• Data in this exercise:
++++++++
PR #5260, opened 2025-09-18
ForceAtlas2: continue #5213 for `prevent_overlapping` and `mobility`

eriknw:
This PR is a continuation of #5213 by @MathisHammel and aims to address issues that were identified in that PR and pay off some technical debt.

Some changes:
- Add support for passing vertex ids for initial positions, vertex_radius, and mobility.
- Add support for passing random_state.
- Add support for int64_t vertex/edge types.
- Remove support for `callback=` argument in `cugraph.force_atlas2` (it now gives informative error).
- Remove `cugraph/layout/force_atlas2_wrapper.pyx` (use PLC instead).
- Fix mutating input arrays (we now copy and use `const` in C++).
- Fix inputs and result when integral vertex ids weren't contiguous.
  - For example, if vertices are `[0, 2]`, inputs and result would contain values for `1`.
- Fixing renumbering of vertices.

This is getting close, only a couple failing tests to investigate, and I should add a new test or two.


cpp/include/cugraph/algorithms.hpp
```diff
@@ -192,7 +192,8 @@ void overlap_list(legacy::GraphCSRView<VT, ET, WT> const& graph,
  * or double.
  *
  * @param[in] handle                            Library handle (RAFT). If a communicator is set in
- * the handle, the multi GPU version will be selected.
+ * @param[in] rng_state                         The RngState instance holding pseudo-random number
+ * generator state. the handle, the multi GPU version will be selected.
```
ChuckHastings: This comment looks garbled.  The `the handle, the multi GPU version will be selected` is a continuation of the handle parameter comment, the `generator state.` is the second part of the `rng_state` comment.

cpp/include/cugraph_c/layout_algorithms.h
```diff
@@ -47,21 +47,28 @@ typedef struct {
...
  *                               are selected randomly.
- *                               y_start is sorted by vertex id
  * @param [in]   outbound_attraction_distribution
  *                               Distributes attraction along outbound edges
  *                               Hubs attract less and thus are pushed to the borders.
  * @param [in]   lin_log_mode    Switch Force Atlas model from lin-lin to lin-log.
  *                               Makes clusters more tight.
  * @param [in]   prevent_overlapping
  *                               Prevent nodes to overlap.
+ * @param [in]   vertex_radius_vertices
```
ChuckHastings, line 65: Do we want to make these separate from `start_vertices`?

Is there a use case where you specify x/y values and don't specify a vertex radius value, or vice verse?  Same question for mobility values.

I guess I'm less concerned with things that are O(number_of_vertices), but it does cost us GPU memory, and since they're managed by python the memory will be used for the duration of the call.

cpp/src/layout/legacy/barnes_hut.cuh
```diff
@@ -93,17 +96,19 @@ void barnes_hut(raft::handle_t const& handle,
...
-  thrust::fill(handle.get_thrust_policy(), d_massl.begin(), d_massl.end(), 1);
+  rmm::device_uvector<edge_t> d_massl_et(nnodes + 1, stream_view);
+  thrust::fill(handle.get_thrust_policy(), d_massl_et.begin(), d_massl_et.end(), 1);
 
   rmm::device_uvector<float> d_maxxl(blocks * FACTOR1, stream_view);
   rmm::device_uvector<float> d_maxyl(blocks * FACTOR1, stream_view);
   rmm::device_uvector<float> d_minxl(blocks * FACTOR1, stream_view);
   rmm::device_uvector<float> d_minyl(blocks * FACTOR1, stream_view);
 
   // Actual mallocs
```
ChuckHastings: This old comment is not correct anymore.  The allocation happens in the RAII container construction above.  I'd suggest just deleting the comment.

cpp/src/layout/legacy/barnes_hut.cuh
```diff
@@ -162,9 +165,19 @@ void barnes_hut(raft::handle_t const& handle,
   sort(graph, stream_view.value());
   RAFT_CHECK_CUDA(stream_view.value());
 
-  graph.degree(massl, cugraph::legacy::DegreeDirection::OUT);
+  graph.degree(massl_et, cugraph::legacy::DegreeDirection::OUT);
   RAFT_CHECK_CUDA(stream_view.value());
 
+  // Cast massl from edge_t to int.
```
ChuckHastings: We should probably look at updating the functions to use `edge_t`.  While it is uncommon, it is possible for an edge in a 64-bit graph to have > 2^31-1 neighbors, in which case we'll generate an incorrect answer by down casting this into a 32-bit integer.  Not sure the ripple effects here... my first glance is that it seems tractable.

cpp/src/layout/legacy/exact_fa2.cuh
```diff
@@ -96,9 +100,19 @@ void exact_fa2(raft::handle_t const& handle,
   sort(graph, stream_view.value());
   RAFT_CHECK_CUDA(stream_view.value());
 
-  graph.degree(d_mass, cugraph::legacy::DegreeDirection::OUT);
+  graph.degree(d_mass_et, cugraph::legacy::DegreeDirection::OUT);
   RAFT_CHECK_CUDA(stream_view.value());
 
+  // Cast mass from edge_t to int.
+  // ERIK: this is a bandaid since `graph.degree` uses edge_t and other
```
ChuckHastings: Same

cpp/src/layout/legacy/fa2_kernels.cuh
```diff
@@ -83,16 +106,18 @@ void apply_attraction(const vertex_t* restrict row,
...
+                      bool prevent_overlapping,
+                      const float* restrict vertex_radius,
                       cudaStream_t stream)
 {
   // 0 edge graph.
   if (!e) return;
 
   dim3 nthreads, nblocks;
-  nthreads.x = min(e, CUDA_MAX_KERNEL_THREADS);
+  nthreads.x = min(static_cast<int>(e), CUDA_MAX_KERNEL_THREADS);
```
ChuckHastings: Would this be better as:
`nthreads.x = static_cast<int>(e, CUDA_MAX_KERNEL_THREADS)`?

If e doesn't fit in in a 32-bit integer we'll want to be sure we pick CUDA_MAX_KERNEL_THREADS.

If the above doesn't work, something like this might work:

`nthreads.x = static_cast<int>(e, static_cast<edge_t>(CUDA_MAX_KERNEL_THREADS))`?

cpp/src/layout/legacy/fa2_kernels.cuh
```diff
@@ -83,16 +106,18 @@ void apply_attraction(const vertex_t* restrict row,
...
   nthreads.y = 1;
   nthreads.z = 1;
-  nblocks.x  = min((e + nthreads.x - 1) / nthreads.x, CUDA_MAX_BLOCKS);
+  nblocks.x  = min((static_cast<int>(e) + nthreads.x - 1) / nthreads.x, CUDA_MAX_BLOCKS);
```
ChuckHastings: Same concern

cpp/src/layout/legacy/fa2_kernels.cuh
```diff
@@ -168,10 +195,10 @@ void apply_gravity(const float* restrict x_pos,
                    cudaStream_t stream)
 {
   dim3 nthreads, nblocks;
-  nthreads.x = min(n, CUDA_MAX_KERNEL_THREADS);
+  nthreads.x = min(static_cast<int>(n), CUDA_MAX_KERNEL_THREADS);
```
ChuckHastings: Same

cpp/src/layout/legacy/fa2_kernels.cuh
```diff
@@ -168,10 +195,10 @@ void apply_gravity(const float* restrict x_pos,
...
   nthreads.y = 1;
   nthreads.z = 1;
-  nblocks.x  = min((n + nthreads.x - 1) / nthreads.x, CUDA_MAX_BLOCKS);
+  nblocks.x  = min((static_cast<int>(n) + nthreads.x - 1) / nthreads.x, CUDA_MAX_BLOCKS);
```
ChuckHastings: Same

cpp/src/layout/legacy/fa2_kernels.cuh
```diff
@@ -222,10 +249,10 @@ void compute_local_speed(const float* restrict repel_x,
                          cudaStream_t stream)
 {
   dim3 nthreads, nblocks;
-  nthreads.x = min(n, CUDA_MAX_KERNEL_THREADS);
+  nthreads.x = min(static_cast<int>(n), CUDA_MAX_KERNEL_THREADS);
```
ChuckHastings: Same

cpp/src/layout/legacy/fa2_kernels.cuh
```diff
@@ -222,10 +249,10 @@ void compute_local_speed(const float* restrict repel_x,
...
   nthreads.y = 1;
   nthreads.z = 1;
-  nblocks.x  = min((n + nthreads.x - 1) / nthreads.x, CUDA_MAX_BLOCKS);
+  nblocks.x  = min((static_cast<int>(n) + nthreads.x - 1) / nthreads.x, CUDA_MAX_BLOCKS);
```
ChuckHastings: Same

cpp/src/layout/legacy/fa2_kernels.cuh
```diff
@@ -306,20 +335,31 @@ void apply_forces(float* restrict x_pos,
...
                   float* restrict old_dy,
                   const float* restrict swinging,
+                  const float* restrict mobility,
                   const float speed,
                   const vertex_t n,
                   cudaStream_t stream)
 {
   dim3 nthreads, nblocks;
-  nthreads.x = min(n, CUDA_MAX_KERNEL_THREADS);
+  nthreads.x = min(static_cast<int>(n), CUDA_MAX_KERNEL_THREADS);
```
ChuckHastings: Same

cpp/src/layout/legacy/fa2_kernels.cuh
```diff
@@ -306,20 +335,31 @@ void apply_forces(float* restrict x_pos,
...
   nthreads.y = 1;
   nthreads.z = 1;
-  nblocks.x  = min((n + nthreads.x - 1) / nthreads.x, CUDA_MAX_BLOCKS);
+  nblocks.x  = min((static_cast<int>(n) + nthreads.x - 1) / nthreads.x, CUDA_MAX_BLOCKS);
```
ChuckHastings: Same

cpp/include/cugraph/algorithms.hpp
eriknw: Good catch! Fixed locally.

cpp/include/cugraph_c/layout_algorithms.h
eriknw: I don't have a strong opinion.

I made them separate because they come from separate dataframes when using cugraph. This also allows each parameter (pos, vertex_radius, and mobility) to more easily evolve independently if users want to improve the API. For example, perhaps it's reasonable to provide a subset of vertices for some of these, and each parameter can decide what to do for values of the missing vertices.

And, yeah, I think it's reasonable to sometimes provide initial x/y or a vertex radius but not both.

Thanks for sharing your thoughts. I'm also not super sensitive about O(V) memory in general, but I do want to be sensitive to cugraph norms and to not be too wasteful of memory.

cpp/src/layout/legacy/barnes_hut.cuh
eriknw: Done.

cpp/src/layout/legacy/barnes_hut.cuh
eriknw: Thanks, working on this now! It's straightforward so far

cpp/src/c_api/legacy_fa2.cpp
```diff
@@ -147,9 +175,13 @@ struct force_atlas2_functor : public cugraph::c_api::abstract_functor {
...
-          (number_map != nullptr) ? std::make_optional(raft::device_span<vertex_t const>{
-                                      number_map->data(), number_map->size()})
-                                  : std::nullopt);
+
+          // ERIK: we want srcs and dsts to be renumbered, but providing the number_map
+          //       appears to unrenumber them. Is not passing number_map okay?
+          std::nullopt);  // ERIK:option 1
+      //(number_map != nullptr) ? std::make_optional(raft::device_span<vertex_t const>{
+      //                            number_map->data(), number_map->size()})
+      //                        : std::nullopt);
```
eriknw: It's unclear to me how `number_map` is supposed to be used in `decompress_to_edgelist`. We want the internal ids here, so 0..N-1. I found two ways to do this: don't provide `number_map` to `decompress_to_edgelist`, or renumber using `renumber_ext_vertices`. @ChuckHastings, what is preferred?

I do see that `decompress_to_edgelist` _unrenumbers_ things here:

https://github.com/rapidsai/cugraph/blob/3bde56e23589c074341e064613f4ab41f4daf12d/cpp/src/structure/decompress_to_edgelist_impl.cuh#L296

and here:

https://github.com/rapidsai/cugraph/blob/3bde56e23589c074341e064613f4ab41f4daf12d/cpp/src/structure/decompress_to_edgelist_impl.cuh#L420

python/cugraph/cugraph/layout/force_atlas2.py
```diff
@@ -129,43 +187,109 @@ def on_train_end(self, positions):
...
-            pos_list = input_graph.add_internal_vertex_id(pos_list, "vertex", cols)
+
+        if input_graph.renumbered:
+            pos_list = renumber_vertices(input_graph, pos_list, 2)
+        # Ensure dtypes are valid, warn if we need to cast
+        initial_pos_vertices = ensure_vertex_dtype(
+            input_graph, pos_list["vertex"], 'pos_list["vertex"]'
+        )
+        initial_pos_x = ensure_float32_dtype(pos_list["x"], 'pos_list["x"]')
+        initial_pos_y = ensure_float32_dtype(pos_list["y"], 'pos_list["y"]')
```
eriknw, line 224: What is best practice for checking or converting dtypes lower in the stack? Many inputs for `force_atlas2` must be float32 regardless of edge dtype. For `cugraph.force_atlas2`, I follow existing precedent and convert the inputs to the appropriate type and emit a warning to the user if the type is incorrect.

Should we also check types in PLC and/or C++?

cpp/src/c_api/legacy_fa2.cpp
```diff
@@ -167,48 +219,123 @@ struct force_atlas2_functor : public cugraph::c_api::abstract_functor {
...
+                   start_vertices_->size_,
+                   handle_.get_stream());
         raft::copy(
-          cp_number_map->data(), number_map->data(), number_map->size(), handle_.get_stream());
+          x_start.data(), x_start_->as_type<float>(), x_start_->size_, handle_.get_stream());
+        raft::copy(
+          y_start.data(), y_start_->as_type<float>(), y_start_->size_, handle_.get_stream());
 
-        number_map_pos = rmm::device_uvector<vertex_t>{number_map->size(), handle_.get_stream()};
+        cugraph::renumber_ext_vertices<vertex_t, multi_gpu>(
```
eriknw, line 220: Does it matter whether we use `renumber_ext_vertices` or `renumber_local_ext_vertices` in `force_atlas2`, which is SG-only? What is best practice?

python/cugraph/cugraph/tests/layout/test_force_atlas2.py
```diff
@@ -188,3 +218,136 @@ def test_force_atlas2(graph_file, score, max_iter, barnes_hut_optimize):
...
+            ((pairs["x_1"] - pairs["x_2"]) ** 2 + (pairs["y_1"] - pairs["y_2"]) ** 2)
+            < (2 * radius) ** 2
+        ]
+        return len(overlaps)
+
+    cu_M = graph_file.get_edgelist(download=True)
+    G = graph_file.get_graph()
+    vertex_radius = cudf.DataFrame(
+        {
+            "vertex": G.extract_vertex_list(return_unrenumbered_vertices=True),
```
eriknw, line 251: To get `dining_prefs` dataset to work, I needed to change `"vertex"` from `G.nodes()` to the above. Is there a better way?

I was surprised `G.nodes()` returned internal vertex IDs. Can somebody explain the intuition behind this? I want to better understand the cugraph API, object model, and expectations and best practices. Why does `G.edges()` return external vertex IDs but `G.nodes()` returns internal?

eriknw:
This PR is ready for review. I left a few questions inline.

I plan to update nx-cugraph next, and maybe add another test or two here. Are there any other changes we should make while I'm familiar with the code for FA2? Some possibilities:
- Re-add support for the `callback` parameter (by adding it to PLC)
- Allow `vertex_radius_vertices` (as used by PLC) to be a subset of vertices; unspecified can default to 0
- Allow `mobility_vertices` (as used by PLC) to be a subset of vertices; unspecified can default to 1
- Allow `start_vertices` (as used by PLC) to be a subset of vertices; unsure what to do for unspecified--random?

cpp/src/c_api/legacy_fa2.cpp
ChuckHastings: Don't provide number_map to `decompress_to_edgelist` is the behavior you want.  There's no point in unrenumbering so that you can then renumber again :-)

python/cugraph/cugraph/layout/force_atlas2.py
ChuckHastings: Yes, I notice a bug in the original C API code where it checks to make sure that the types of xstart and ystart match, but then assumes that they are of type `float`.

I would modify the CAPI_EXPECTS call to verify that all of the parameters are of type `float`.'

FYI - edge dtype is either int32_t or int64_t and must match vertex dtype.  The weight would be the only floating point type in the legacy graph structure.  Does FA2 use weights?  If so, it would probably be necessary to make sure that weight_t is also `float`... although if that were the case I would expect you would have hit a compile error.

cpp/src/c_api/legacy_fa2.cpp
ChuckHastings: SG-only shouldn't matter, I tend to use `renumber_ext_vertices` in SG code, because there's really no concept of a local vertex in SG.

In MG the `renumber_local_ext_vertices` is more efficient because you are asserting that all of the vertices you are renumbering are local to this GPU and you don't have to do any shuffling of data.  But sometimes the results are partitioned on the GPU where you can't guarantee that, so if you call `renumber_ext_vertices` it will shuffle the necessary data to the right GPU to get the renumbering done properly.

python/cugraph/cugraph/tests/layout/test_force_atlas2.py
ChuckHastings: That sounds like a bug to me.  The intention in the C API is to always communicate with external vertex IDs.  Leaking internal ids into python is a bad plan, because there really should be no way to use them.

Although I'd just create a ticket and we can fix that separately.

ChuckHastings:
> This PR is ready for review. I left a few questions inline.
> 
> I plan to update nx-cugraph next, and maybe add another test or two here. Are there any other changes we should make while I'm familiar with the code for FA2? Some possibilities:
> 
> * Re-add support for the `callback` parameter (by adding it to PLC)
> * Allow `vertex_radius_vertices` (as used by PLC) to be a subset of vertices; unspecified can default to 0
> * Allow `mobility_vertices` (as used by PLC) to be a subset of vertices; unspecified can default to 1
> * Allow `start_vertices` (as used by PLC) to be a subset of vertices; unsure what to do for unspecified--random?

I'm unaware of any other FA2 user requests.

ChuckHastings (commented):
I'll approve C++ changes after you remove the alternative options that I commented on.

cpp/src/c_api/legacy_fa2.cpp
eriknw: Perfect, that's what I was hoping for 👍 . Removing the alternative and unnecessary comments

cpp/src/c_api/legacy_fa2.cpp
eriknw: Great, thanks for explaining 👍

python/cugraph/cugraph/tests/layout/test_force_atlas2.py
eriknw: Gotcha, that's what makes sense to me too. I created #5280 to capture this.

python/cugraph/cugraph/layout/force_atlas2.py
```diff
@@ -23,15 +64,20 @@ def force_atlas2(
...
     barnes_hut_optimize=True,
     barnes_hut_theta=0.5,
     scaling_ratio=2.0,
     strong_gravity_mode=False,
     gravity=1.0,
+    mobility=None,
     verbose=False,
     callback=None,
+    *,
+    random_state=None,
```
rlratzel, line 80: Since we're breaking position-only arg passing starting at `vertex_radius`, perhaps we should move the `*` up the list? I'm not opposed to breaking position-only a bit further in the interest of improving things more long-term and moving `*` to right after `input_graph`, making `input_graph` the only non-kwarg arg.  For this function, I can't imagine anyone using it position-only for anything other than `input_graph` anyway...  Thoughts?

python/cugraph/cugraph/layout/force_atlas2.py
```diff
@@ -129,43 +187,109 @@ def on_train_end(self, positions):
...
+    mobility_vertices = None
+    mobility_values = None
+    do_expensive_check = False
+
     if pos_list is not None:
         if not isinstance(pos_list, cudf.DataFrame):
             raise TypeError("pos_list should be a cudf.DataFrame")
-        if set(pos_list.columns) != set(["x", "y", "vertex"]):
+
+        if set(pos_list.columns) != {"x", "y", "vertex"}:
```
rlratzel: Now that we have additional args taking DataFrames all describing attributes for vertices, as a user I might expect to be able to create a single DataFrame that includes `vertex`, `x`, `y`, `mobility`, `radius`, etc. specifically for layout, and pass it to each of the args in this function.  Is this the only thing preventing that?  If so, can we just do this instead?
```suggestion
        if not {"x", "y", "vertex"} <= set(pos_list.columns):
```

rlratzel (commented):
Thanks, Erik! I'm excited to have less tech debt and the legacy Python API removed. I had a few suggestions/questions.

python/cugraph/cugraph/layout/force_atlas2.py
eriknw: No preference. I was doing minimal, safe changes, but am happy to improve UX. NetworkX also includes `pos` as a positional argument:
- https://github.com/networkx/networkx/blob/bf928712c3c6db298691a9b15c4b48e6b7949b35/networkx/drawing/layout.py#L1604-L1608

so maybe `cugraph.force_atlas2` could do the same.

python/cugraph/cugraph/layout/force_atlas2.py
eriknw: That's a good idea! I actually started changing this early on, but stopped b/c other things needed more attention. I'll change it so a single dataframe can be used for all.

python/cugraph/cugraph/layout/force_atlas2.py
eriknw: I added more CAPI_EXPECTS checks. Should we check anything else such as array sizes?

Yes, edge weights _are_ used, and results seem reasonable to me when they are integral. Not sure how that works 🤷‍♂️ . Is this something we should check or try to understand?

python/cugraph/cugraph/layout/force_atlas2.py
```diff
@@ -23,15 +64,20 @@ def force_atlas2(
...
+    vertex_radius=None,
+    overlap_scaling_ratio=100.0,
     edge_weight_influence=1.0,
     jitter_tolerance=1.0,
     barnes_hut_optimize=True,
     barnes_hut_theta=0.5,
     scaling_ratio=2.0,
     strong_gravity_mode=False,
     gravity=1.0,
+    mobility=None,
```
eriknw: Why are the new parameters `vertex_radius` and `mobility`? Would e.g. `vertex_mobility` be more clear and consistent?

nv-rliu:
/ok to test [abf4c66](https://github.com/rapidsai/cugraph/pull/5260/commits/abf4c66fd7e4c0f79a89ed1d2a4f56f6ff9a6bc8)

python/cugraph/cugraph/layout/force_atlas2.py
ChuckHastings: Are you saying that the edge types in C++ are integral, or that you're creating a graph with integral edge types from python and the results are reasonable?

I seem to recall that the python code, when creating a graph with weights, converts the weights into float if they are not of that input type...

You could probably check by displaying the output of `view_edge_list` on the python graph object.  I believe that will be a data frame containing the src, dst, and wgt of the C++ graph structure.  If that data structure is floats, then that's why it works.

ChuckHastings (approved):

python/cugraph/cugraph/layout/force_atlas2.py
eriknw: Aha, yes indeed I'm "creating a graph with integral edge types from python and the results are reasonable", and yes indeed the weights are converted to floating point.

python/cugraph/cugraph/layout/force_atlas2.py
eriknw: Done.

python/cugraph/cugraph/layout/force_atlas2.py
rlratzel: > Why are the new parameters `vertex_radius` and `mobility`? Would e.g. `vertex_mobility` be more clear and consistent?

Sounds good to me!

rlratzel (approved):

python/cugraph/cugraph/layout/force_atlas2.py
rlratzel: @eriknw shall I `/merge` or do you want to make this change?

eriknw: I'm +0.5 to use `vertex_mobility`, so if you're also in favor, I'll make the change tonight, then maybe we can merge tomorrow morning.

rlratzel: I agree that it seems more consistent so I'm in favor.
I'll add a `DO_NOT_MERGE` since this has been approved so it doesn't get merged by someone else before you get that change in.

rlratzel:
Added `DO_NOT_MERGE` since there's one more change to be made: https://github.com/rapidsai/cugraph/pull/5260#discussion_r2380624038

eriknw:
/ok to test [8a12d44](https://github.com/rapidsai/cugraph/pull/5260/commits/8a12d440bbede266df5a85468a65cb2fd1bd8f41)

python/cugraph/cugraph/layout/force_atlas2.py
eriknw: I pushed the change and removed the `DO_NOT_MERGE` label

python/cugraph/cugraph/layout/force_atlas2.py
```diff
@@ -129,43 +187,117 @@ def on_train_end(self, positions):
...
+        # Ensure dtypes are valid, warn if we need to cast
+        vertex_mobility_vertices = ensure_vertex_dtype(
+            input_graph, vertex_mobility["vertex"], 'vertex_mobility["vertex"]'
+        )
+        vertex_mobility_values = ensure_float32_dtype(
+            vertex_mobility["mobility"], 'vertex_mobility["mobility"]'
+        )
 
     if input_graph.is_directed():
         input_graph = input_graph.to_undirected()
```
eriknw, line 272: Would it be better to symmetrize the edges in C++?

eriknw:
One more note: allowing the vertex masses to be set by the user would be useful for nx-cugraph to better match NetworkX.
++++++++
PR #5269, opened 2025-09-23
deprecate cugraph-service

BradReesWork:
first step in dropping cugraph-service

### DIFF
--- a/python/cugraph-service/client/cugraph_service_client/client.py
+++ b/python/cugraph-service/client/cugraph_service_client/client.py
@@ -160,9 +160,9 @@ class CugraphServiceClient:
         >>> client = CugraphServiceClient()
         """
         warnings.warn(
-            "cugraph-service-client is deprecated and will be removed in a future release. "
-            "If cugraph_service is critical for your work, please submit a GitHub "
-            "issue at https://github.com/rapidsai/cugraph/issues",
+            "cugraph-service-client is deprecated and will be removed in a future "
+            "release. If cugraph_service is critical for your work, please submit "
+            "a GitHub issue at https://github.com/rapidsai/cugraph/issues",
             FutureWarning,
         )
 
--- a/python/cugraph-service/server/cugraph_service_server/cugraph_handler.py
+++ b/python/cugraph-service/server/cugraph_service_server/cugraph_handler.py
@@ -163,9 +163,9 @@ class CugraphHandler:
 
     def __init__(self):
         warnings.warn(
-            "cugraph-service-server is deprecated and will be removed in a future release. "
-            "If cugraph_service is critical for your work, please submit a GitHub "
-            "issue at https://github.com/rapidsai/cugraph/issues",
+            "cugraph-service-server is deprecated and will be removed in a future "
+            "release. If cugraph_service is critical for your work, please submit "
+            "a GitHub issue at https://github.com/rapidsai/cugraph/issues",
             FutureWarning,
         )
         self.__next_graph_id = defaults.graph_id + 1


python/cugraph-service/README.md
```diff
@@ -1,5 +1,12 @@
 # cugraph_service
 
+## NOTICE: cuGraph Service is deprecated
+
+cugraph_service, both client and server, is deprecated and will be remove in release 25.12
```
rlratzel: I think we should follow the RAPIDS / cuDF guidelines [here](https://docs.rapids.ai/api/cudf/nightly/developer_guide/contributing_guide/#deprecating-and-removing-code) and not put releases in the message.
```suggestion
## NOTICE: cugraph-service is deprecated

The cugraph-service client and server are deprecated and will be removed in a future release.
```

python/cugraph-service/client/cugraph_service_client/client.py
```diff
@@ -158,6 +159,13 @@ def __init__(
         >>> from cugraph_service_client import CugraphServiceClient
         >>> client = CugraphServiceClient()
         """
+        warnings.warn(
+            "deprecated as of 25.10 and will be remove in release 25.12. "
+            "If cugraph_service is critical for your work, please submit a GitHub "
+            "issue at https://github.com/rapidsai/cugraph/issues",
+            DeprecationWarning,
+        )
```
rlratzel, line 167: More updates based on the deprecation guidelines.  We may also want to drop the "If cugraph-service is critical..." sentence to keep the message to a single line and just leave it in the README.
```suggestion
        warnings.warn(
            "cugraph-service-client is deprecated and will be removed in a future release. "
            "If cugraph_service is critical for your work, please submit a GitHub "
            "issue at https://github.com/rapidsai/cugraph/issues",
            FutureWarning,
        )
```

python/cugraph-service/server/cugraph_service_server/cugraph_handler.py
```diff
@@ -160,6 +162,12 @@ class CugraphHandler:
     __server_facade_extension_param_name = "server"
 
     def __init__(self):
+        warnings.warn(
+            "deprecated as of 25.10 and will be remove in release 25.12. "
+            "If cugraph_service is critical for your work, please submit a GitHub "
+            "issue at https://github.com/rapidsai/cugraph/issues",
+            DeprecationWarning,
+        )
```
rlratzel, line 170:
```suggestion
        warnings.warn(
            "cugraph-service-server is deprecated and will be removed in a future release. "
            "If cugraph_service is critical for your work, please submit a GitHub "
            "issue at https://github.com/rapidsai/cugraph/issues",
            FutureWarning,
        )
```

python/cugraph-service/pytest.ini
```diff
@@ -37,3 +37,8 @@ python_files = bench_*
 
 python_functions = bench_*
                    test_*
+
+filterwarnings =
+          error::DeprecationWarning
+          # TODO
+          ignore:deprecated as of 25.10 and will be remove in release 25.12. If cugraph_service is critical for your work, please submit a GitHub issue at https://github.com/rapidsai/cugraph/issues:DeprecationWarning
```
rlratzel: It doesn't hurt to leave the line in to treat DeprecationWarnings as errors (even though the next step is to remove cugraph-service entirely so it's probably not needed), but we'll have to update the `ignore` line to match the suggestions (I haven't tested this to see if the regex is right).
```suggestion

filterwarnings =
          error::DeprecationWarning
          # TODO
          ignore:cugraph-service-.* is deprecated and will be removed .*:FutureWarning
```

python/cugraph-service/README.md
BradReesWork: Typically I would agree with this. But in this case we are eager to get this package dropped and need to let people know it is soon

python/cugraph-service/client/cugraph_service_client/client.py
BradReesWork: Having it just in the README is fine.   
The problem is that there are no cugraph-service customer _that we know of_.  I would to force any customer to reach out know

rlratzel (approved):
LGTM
++++++++
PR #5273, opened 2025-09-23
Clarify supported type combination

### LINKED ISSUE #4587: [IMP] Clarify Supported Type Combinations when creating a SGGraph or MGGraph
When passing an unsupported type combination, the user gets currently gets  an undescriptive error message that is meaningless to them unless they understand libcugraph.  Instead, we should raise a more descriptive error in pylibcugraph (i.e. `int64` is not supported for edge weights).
++++++++
• Your instructions: From the material above, copy exactly the lines between the line holding "PR #5260, opened 2025-09-18" and the line holding "- Fix mutating", inclusive, and only those.

• Your response:
PR #5260, opened 2025-09-18
ForceAtlas2: continue #5213 for `prevent_overlapping` and `mobility`

eriknw:
This PR is a continuation of #5213 by @MathisHammel and aims to address issues that were identified in that PR and pay off some technical debt.

Some changes:
- Add support for passing vertex ids for initial positions, vertex_radius, and mobility.
- Add support for passing random_state.
- Add support for int64_t vertex/edge types.
- Remove support for `callback=` argument in `cugraph.force_atlas2` (it now gives informative error).
- Remove `cugraph/layout/force_atlas2_wrapper.pyx` (use PLC instead).
- Fix mutating input arrays (we now copy and use `const` in C++).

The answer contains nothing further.